##### Task inputs #####

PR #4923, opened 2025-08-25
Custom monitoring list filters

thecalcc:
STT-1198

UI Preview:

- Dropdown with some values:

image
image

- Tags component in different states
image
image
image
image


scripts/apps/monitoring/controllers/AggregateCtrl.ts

#####
##### Task inputs #####

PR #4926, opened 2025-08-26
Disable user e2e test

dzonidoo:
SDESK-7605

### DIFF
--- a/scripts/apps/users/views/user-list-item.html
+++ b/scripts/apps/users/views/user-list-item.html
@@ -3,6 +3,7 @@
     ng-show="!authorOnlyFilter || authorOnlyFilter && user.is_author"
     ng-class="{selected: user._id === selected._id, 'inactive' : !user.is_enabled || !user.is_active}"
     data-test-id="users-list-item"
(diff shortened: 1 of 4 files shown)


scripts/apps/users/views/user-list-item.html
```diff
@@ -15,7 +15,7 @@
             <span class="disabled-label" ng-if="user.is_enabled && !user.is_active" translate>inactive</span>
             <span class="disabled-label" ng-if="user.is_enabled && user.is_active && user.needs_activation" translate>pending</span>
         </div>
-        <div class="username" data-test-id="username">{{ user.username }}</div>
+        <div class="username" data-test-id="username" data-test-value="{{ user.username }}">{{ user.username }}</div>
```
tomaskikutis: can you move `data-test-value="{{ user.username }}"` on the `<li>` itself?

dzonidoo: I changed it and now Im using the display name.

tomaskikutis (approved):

#####

Assignment => Retrieve all lines from the data that contain the string "label".

Result of this exercise =>
             <span class="disabled-label" ng-if="user.is_enabled && !user.is_active" translate>inactive</span>
             <span class="disabled-label" ng-if="user.is_enabled && user.is_active && user.needs_activation" translate>pending</span>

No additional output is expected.